Another Review at MyShelf.Com

Warning Light
Zac Miller #1
David Ricciardi

Berkley Press
April 17 2018/ ISBN 9780399585739
Mystery/Thriller

Reviewed by Elise Cooper

Warning Light by David Ricciardi creates a Jack Ryan type character that is on the run from Iranians. Readers are reminded of a former TV series The Fugitive, with this novel being a 21stCentury re-make, foreign style. The protagonist, Zac Miller, has to become a survivalist in order to escape.

Ricciardi enjoys the outdoors and wanted to write about something “I know about and I am at home around nature. I spend a lot of time in the woods and desert. Once my family and I took a plane that dropped us off in Alaska. We were alone, without any technology, put in the middle of nowhere, twenty-five miles from the nearest road. This is something I wanted to share with readers, which is why I wrote this book quote, ‘In an age where there is a GPS in every car, and place, I (Zac) had to make my way navigating with the sun.’ The feeling of trying to survive is what I wanted to convey. What drove Zac can best be described by the Winston Churchill quote, “When you are going through hell, by all means, keep going.”

Zac Miller is a CIA analyst whonormally works behind a desk. He has some preparation because of the Agency requirement that all have to undergo basic hand-to-hand combat skills, Thanks to a month of training he underwent at the CIA’s clandestine operations training facility at Camp Perry, Virginia, Zac was somewhat equipped.He decided on impulse to volunteer to have his boss, Peter Clements send him on a quick mission, to take a few long-distance photos of a secret Iranian nuclear complex. Due to severe mechanical issues, created as a decoy, a commercial flight heading to Singapore is forced to make an emergency landing in the heart of Iran’s forbidden zone. Zac takes a few pictures of the mountain and the sunset but unfortunately for him, it caught the attention of the Iranian military. He was brought in for questioning because they believe his intentions are more than innocent. After being taken prisoner the Iranians drug, torture, threaten, beat and abuse him. Knowing if he does not escape he will die he finds a way to overwhelm his captives. This is where the adventure begins.
To show the corruptness of the Iranian regime, “I wrote how they want to undermine these societies that don’t agree with their belief system. They are the biggest sponsor of state terrorism as the military and religious leaders run the place. They have starved their own people so they can build nuclear weapons. Anyone who voices disagreement gets arrested and locked up.”

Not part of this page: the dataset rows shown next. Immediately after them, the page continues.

Issue #731, opened 2026-04-17
No HTTPS enforcement in JsonRpcClient construction


ckeshava:
## Description

The `HttpUrl` is passed directly to Feign without validating the scheme is HTTPS. A developer could accidentally configure a plaintext HTTP connection, exposing transaction data and potentially private keys to man-in-the-middle attacks.

## Location

[JsonRpcClient.java:104](https://github.com/XRPLF/xrpl4j/blob/e48a6a6ae2457b0e330390610effe8e881894c4b/xrpl4j-client/src/main/java/org/xrpl/xrpl4j/client/JsonRpcClient.java#L104)

## Impact / Severity

**MEDIUM** — MITM vulnerability if HTTP is used. For a financial library, at minimum a warning should be logged for non-HTTPS connections.

## Adversarial Review Notes

Confirmed. No scheme validation exists in either `construct()` overload.

## Unit Test Patch

No direct unit test — requires constructing an HttpUrl which is in the xrpl4j-client module.

Issue #607, opened 2025-03-07
Consider retrofit as another HttpClient for xrpl4j


sappenin:
The HTTP client in xrpl4j is provisional (and marked `@Beta` to reflect that). As we explore a canonical client for xrpl4, we should consider [retrofit](https://square.github.io/retrofit/) as an alternative to feign.

See https://github.com/XRPLF/xrpl4j/issues/603 for more insight (it's possible that issue would be resolved with a simple version bump of Feign).

Issue #603, opened 2025-02-24
Failed to Initialize XrplClient due to java.lang.reflect.InvocationTargetException on Android 12 and Below


sallewsa:
Hi, I am using Xrpl4j version 4.0.4 with JDK 11. In my code, I initialize XrplClient using `client = new XrplClient(url.toHttpUrl())`. However, the initialization fails with the following error on Android 12 and below.

```java
java.lang.IllegalStateException: java.lang.reflect.InvocationTargetException
    at feign.DefaultMethodHandler.<init>(DefaultMethodHandler.java:46)
    at feign.ReflectiveFeign$ParseHandlersByName.apply(ReflectiveFeign.java:147)
    at feign.ReflectiveFeign.newInstance(ReflectiveFeign.java:56)
    at feign.ReflectiveFeign.newInstance(ReflectiveFeign.java:48)
    at feign.Feign$Builder.target(Feign.java:196)
    at feign.Feign$Builder.target(Feign.java:192)
    at org.xrpl.xrpl4j.client.JsonRpcClient.construct(JsonRpcClient.java:104)
    at org.xrpl.xrpl4j.client.JsonRpcClient.construct(JsonRpcClient.java:82)
    at org.xrpl.xrpl4j.client.XrplClient.<init>(XrplClient.java:131)
Caused by: java.lang.reflect.InvocationTargetException
    at java.lang.reflect.Method.invoke(Native Method)
    at feign.DefaultMethodHandler.androidLookup(DefaultMethodHandler.java:76)
    at feign.DefaultMethodHandler.readLookup(DefaultMethodHandler.java:57)
    at feign.DefaultMethodHandler.<init>(DefaultMethodHandler.java:42)
Caused by: java.lang.NoSuchMethodException: java.lang.invoke.MethodHandles$Lookup.<init> [class java.lang.Class]
    at java.lang.Class.getConstructor0(Class.java:2332)
    at java.lang.Class.getDeclaredConstructor(Class.java:2170)
```

sappenin:
Hi @sallewsa -- My knowledge of Android is pretty limited these days, but hopefully between the two of use we might figure out how to fix this one. Some thoughts:

* xrpl4j requires Java 1.8 or above, and I see you're using Java11. However, is there something you need to do in Android to foce Java8 compatibility (e.g., does [this comment](https://github.com/square/retrofit/issues/3281#issuecomment-574063984) inspire anything)?
[...]

Issue #334, opened 2022-12-12
Consider an empty target for Feign client used for XrplClient


theotherian:
Currently, `XrplClient` requires specifying the url of the XRPL cluster to communicate with. This is a requirement of `JsonRpcClient` which is based on Feign.

The construction of the Feign client can be done without a URL by using this for `target`:
```
.target(Target.EmptyTarget.create(JsonRpcClient.class, "JsonRpcClient"));
```

This would be preferred in cases where an application needs to talk to multiple ledger instances.

PR #837, opened 2026-09-17
feat: allow a custom Feign Client to be supplied to XrplClient

nsmithau:
## Summary

- `XrplClient` always sends requests through Feign's default `Client`, which is backed by `java.net.HttpURLConnection`. There is no way to configure connection pooling, per-host concurrency limits, TLS, proxies, interceptors or metrics; the only knobs are connect and read timeouts.
- Adds `JsonRpcClient.construct(HttpUrl, feign.Client, Options)` and a matching public `XrplClient(HttpUrl, Client, Options)` constructor so callers can supply any Feign `Client`, for example `feign-okhttp` with an OkHttp `ConnectionPool`.
- The existing `construct(HttpUrl, Options)` now delegates to the new overload with `new Client.Default(null, null)`, which is exactly what `Feign.builder()` instantiates when no client is set, so current callers see no behaviour change. No existing signatures are modified and no dependencies are added.
- Documents the new constructor in the README under Usage, including that consumers must add a Feign client module themselves at the same Feign version `xrpl4j-client` depends on.

## Related issues

- Partially enables #269 (client-side load balancing) and #334 (one client talking to multiple ledgers): a caller-supplied `Client` can route requests to more than one host without waiting on DNS TTLs.
- #607 notes the HTTP layer is provisional and floats Retrofit as an alternative to Feign. This change is additive on a class already marked `@Beta`, so it can be dropped or replaced if the transport changes, and in the meantime it gives users a supported alternative to the workaround in #603 of writing a separate client.
- The new overload inherits the scheme behaviour tracked in #731 unchanged; validation, if added, belongs in the shared path both overloads now go through.

## Test plan

- [x] `mvn -pl xrpl4j-client test` with checkstyle enabled: 58 tests, 0 failures, 0 checkstyle violations
- [x] New `JsonRpcClientTest#testConstructWithCustomFeignClientRoutesRequestsThroughIt` mocks a `feign.Client`, constructs through the new overload, and verifies the request is executed by the mock and its response is returned
- [x] New `JsonRpcClientTest#testConstructWithNullFeignClientThrows` covers the null guard
- [x] Javadoc generation for `xrpl4j-client` succeeds
- [x] Verified end-to-end outside the repo against `s1.ripple.com` using `feign-okhttp` with a shared `ConnectionPool`: three sequential `server_info` calls reused a single pooled connection


xrpl4j-client/src/main/java/org/xrpl/xrpl4j/client/XrplClient.java
```diff
@@ -162,6 +163,22 @@ public XrplClient(
...
+   * depends on.
+   *
+   * @param rippledUrl The {@link HttpUrl} of the node to connect to.
+   * @param client     The Feign {@link Client} used to execute HTTP requests.
+   * @param options    Feign request {@link Options} (connect timeout, read timeout, follow redirects).
+   */
+  public XrplClient(HttpUrl rippledUrl, Client client, Options options) {
+    this(JsonRpcClient.construct(rippledUrl, client, options));
+  }
+
```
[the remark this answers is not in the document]
nsmithau: Addressed in 90fc8e56. `XrplClientTest#constructorWithCustomFeignClientRoutesRequestsThroughIt` now constructs `XrplClient` through the new `(HttpUrl, Client, Options)` constructor with a mocked Feign `Client`, calls `channelVerify`, asserts on the deserialised `signature_verified` value from the mocked response, and verifies the mock executed the request.

I confirmed the test catches the regression you describe: with the constructor temporarily changed to call `JsonRpcClient.construct(rippledUrl, options)` and discard the client, the test fails with a connection-refused error against `localhost:1`.

On the docstring-coverage warning: the two functions it counts as undocumented are test methods. Test methods in this repository do not carry Javadoc, so I have left them consistent with the existing suite.

README.md
```diff
@@ -60,6 +60,25 @@ found in the BOM to your `pom.xml`. For example:
 </dependencies>
 ```
 
+### Using a pooled HTTP client
```
sappenin: Can you move this into the README for the xrpl-client? See `/xrplfj-client/README.md`. If anything, in this README, it should probably just have a small pointer to go read about how to use the client inside of the client module.

README.md
```diff
@@ -60,6 +60,25 @@ found in the BOM to your `pom.xml`. For example:
...
+
+By default `XrplClient` sends requests with Feign's built-in `HttpURLConnection` client, which
+has no connection-pool configuration. To use a pooled client, pass any Feign `Client` to the
+`XrplClient(HttpUrl, Client, Options)` constructor. For example, add `feign-okhttp` at the same
+Feign version that `xrpl4j-client` uses, then:
+
+```java
+OkHttpClient okHttpClient = new OkHttpClient.Builder()
```
sappenin: We should fully-qualify some of these so there's no ambiguity during a copy/paste (e.g., `okhttp3.OkHttpClient` vs. `feign.okhttp.OkHttpClient`).

Probably replace this whole segment with something like this:

```
okhttp3.OkHttpClient okHttpClient = new okhttp3.OkHttpClient.Builder()
  .connectionPool(new okhttp3.ConnectionPool(32, 30, java.util.concurrent.TimeUnit.SECONDS))
  .build();

XrplClient xrplClient = new XrplClient(
  okhttp3.HttpUrl.get("https://s1.ripple.com:51234/"),
  new feign.okhttp.OkHttpClient(okHttpClient),
  new feign.Request.Options(
    5, java.util.concurrent.TimeUnit.SECONDS,
    30, java.util.concurrent.TimeUnit.SECONDS,
    true
  )
);
```

sappenin:
@nsmithau thanks for submitting this PR. I had a few minor nits and reorganizations, so instead of making comments here, I just created a new PR that started from your changes. That's in #838 (should have everything you proposed here). I'll close this one in-favor of #838.

Issue #269, opened 2022-06-02
Enable client-side load-balancing in XrplClient.java


sappenin:
The idea here is that the current s1.ripple.com setup uses a DNS TTL of 60s, so any networking stack will peg the XRPL4j client to a given IP address for at least that long (or whatever the DNS TTL happens to be). If the node that the client stack is pegged to (i.e., the IP Address) is down, or not accesible, then the xrpl4j client will lose access.

One alternative here, especially in private-ledger scenarios (e.g.) where the xrpl4j client know which IP addresses to be talking to when making rippled calls, would be to allow the client to be constructed with one or more URLs and/or IPs so that if the client is unable to communicate with the rippled host, it can attempt to use a different host without waiting for DNS timeouts that the client cannot control.

PR #838, opened 2026-09-17
feat: allow a custom Feign Client to be supplied to XrplClient

sappenin:
## Summary

Builds on #837 (feat: allow a custom Feign Client to be supplied to XrplClient), with review feedback incorporated:

- Adds `JsonRpcClient.construct(HttpUrl, Client, Options)` and a matching public `XrplClient(HttpUrl, Client, Options)` constructor so callers can supply any Feign `Client`, for example `feign-okhttp` with an OkHttp `ConnectionPool`. (from #837)
- Deprecates `JsonRpcClient.construct(HttpUrl, Options)` and `XrplClient(HttpUrl, Duration, Duration)` in favor of the `Client`/`Options`-accepting overloads, which expose the full set of Feign configuration rather than just timeouts.
- Makes `XrplClient(JsonRpcClient)` public (was package-private, `@VisibleForTesting`-only). This is the most general extension point on the class — unlike the other constructors, it isn't tied to Feign at all, so a caller can supply a `JsonRpcClient` built with a custom `Client`, or an entirely different `JsonRpcClient` implementation not backed by Feign (relevant given #607 floats Retrofit as an alternative HTTP layer).
- Documents that supplying a custom `Client` hands TLS, proxy, and redirect handling over to that client's own configuration rather than the JVM defaults used by `Client.Default`.
- Moves the "Using a pooled HTTP client" README section into `xrpl4j-client/README.md`, where `XrplClient` is actually introduced (it previously landed before `XrplClient` is ever mentioned in the root README), and fixes the code sample's `OkHttpClient`/`ConnectionPool` naming collision between `okhttp3` and `feign.okhttp`.
- Strengthens the new unit tests to assert the supplied `Options` instance actually reaches `Client.execute(...)`, not just that the mock is invoked, and adds a regression test guarding `XrplClient(JsonRpcClient)`'s public visibility.

## Related issues

- Partially enables #269 (client-side load balancing) and #334 (one client talking to multiple ledgers).
- #607 notes the HTTP layer is provisional and floats Retrofit as an alternative to Feign; making `XrplClient(JsonRpcClient)` public means consumers aren't limited to Feign-specific extension points if that ever changes.
- Inherits the scheme behaviour tracked in #731 unchanged.

## Test plan

- [x] `mvn -pl xrpl4j-client -am test`: 60 tests, 0 failures, 0 errors
- [x] `mvn -pl xrpl4j-client -am checkstyle:check`: 0 violations
- [x] `JsonRpcClientTest#testConstructWithCustomFeignClientRoutesRequestsThroughIt` / `#testConstructWithNullFeignClientThrows` cover the new overload and its guard clause
- [x] `XrplClientTest#constructorWithCustomFeignClientRoutesRequestsThroughIt` covers an end-to-end `channelVerify` call routed through a mocked `feign.Client`, and asserts the supplied `Options` instance is the one passed to `Client.execute(...)`
- [x] `XrplClientTest#jsonRpcClientConstructorIsPublic` guards against `XrplClient(JsonRpcClient)` being narrowed back to package-private


xrpl4j-client/src/main/java/org/xrpl/xrpl4j/client/XrplClient.java
```diff
@@ -147,7 +146,13 @@ public XrplClient(final HttpUrl rippledUrl) {
    * @param rippledUrl     The {@link HttpUrl} of the node to connect to.
    * @param connectTimeout A {@link Duration} indicating the client's connect timeout.
    * @param readTimeout    A {@link Duration} indicating the client's read timeout.
+   *
+   * @deprecated Prefer {@link #XrplClient(HttpUrl, Client, Options)}, which exposes the full set of Feign
+   *   {@link Options} rather than just connect/read timeouts, and also allows a custom {@link Client} to be supplied.
+   *   For an {@link Options}-only equivalent of this constructor, use
+   *   {@code new XrplClient(JsonRpcClient.construct(rippledUrl, options))}.
```
cybele-ripple: Looks like `JsonRpcClient.construct(rippledUrl, options)` is itself deprecated by this same PR, so this points users from one deprecated API straight to another.
Maybe point to the following instead: 
```
new XrplClient(rippledUrl, new Client.Default(null, null), options)
```

sappenin: I decided to just remove that line entirely because`Client.Default(null,null)` is how Feign 13.8 does it, but it may not be the default forever. Plus, the first suggestion is preferable in any event.

See 534b345318c51308dd823ffef93e05531c5ce9b2 for the fix.

cybele-ripple (approved):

The story is very believable since many Americans including tourists, hikers, and businessmen have been captured and tortured by the Iranians as they accuse them of being spies. There is also a scene in the book that should remind people of the Lone Survivor, Marcus Luttrell, where Zac confronts a herder and must decide to allow him to live or kill him. As a survivalist, Zac must make the ultimate decision of who shall live and who shall die.

The author compares his story to Homer’s The Odyssey. “I would read this to my children all the time. The struggle to return back home from the Battle of Troy, having to travel through all these different lands with the many different struggles influenced me. Every turn he made he encountered a new obstacle that he had to get around.”

Warning Light has many aspects to the story including technological, political-geographical and multi-cultural information. It is not only entertaining but informative as well. Readers will root for Zac to use his knowledge, resourcefulness, and training to complete his mission.